Arenga wightii is a species of flowering plant in the family Arecaceae. It is native to the Southern Western Ghats in Kerala in India. This palm has various uses in its communities. Local tribal communities depend on this plant for starch (food supplement) and religious ceremonies. It is also used to cover the roofs of houses due to its string resemblance to coconut leaves. Scientists have discovered that this palm has medicinal value. It is said to have antimicrobial and antioxidant phytochemicals. It is threatened by habitat loss and logging.

== Description ==
This is a pinnately compound leaved palm, with 4 to 8 m leaves. The number of leaflets usually exceeds 50 pairs. The leaf surface is glaucous on the underside, with an apex that is unequally bilobed.

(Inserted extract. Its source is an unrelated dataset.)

Issue #1104, opened 2021-06-06
Add specialized forEachKey(ValueType) methods to Multimap leaf interfaces


donraab:
There is a method `forEachKeyMultiValues` on `Multimap` with the following signature:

The leaf base is asymmetrical, with one of the lobes often extending over the rachis. The tree produces cream-colored unisexual flowers, where male and female flowers will be on different inflorescences. Fruits are green and globose.

== Ecology ==
This is a plant frequently seen in the steep slopes of Western Ghats, from Uttara Kannada to Kanyakumari. The elevation ranges from 400 to 800 m. This is a shade-loving palm usually seen as colonies that grows up to a height of 10 m and diameter up to 30 cm.

== Uses ==
Local tribal communities, such as the Mudhuvans in Idukki, rely on this palm primarily for the starch obtained from its pith and for toddy, which is collected by tapping its inflorescence. The inflorescence of the palm is used in religious ceremonies, while its leaves, resembling those of the coconut palm, are used for thatching huts and pandals within the settlement. Although the fruit contains needle-like oxalate crystals that cause irritation, it is dehusked and repeatedly boiled to make it suitable for consumption. The dried kernels are ground into a powder and mixed with rice flour to prepare various foods. The palm's terminal bud, also known as the "cabbage," is edible, though it is rarely used by the community today.

Starch is harvested from the stem of the palm when it reaches an age of 15–20 years. This process involves felling the tree and removing its sclerenchymatous hypodermis. The cylindrical cortex is then chopped, and the starch is extracted by mixing it with water, followed by drying. The dried starch serves as a food supplement and is also used in the preparation of traditional dishes like kurukk and upuma.

== Threats ==
The destructive utilization of these palms along its distributional range is a threat to this vulnerable palm species. Habitat loss associated with agricultural development and settlement is another major threat.